→ **TASK TO COMPLETE**
Would you copy all lines in the data that contain the word "segments"?
>>
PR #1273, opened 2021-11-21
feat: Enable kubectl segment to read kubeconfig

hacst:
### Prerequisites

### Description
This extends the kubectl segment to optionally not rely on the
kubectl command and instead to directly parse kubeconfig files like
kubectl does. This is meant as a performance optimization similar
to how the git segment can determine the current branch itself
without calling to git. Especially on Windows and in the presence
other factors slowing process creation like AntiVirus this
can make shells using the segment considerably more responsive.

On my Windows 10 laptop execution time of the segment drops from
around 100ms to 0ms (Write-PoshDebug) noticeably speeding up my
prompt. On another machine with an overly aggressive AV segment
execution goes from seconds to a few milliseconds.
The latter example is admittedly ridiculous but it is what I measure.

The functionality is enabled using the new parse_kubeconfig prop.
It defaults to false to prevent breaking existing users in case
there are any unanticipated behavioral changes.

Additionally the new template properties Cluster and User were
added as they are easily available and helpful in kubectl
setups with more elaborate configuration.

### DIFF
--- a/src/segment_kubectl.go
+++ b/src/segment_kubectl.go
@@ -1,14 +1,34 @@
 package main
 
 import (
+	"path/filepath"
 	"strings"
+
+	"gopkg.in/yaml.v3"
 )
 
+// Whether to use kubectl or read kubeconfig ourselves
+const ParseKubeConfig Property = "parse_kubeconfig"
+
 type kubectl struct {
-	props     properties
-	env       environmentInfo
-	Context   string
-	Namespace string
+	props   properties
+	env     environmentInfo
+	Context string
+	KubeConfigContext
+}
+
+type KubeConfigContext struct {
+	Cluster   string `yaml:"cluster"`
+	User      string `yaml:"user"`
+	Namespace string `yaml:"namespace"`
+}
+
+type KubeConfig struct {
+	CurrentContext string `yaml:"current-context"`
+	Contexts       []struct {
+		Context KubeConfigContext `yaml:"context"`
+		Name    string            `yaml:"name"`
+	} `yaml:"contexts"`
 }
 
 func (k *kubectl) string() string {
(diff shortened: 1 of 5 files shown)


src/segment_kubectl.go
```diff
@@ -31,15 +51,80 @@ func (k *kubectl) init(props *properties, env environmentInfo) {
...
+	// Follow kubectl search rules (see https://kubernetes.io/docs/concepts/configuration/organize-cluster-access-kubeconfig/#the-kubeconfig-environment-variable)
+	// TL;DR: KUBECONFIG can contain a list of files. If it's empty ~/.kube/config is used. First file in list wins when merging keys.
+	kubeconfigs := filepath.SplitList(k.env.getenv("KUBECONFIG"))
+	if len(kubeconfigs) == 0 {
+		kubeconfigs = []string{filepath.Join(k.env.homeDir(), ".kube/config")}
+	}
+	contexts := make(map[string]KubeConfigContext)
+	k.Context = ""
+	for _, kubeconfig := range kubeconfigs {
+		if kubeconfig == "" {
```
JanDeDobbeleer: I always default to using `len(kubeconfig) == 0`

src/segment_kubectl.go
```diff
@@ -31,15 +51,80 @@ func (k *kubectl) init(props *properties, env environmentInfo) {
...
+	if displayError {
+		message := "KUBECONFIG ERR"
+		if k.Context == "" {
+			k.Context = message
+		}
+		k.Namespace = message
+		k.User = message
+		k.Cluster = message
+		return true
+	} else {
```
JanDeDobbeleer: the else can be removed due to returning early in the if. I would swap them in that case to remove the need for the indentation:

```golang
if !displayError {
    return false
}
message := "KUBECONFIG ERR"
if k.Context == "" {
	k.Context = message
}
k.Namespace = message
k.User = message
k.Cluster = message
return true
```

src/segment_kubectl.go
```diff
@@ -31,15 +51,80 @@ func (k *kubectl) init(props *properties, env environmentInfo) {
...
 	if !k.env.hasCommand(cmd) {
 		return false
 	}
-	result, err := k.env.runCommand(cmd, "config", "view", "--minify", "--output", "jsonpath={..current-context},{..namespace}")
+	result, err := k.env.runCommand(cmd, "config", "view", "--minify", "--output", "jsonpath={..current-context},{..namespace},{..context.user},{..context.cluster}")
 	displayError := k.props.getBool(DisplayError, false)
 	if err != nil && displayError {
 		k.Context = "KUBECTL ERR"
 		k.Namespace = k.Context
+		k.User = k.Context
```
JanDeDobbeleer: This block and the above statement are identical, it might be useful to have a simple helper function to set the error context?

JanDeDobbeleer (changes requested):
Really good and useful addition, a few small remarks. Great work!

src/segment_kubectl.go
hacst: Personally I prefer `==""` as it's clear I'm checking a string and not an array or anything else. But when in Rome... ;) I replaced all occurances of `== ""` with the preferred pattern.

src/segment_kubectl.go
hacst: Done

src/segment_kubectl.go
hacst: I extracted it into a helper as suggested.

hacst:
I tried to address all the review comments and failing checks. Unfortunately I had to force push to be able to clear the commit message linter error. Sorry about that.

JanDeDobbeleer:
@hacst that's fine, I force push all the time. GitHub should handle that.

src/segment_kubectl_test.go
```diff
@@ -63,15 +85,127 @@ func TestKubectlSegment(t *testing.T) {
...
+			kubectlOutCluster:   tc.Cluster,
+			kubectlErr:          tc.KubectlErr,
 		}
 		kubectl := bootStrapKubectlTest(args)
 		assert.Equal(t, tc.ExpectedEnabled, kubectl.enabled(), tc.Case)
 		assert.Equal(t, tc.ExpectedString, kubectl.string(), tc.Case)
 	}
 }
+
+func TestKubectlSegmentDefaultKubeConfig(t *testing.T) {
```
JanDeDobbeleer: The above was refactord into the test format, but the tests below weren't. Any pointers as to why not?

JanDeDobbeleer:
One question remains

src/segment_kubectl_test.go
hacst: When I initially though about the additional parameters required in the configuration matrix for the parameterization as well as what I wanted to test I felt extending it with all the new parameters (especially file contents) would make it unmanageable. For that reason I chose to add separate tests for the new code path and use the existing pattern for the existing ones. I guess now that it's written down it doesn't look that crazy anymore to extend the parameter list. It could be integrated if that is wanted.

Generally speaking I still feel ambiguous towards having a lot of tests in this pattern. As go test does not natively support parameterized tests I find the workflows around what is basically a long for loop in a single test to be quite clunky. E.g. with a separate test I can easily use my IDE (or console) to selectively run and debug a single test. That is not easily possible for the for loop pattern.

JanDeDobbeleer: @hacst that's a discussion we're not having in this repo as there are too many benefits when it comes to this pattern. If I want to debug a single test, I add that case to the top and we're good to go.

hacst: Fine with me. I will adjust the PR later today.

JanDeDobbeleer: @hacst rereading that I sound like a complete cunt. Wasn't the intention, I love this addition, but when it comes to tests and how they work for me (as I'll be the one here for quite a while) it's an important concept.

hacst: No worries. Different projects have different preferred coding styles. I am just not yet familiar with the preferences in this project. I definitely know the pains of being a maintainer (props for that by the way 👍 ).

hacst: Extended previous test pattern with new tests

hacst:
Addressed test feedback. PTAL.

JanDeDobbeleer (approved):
<<
>>
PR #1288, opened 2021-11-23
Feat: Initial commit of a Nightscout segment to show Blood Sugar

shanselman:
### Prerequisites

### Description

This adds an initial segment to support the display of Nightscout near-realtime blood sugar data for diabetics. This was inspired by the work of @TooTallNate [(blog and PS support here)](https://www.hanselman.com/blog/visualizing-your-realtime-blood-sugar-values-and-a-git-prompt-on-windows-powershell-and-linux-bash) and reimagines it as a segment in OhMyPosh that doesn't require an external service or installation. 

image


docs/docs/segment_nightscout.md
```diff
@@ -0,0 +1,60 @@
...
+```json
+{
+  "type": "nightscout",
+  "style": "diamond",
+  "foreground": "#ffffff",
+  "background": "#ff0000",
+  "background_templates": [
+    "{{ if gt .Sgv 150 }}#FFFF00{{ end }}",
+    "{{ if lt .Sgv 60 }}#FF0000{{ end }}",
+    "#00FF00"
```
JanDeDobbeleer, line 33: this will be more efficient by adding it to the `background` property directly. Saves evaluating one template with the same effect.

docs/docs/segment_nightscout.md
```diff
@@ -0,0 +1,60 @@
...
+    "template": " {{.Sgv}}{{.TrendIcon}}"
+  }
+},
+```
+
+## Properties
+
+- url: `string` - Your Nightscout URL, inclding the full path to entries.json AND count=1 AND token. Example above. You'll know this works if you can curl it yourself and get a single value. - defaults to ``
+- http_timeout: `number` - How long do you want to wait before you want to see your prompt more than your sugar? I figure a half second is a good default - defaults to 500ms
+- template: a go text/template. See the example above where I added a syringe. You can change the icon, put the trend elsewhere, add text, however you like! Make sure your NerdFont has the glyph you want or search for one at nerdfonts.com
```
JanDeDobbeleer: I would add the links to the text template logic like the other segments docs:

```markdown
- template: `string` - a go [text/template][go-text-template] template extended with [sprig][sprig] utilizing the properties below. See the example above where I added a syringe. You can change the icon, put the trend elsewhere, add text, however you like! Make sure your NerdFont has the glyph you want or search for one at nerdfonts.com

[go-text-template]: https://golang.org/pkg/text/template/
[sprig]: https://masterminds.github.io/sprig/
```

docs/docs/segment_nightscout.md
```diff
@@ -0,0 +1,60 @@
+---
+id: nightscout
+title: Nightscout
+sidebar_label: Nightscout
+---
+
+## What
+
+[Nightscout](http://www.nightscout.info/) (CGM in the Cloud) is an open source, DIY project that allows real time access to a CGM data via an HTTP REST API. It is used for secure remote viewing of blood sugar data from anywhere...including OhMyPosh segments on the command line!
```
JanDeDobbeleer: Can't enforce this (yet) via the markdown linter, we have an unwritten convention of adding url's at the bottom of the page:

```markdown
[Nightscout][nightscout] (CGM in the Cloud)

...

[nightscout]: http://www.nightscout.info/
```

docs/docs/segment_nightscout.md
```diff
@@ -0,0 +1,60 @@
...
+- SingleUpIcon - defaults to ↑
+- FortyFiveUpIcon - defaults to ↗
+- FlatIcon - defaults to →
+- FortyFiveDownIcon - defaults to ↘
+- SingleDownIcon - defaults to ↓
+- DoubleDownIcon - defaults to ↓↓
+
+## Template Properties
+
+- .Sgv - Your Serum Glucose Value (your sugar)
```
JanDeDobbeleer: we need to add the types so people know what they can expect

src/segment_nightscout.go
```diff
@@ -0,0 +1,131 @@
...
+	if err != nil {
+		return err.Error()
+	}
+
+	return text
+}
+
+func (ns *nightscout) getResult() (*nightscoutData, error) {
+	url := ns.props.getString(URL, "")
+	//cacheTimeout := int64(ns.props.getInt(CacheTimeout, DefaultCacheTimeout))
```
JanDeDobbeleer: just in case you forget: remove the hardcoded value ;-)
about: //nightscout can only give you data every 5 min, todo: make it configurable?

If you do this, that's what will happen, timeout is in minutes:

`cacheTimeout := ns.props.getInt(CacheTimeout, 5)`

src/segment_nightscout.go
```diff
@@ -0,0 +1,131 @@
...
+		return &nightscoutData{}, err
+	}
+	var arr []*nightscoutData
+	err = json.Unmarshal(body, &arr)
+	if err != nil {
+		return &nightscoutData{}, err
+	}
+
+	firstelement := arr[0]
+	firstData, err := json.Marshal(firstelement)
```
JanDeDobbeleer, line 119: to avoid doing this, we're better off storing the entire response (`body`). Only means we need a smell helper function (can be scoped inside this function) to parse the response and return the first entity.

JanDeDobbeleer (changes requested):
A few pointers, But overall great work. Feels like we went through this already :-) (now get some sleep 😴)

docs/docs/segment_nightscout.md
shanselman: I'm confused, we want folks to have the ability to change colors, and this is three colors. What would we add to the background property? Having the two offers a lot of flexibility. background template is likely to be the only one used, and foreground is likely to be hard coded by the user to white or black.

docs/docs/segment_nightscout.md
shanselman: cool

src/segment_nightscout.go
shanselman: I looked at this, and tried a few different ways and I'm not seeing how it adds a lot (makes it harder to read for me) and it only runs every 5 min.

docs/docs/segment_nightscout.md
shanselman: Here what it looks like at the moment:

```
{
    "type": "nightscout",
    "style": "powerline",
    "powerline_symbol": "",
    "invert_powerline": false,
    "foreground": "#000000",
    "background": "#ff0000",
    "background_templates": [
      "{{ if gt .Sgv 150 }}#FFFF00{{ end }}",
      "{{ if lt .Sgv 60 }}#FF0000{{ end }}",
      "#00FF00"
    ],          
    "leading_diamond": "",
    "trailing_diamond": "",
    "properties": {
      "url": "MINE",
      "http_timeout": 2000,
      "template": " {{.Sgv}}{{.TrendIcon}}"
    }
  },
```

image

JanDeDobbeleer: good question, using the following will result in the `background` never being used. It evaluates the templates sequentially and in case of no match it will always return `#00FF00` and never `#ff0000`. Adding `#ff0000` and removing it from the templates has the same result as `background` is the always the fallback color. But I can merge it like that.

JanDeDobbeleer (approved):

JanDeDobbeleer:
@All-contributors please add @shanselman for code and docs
<<
>>
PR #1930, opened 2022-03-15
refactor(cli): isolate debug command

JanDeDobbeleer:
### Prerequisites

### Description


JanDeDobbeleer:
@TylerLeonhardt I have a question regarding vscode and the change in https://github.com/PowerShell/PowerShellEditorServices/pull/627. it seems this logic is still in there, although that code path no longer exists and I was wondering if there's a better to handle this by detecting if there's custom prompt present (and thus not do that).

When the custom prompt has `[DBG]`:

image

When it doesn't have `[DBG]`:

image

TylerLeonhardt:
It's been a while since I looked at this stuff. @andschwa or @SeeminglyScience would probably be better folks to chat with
<<
→ **ANSWER TO THE EXERCISE**
JanDeDobbeleer: I would add the links to the text template logic like the other segments docs:
+[Nightscout](http://www.nightscout.info/) (CGM in the Cloud) is an open source, DIY project that allows real time access to a CGM data via an HTTP REST API. It is used for secure remote viewing of blood sugar data from anywhere...including OhMyPosh segments on the command line!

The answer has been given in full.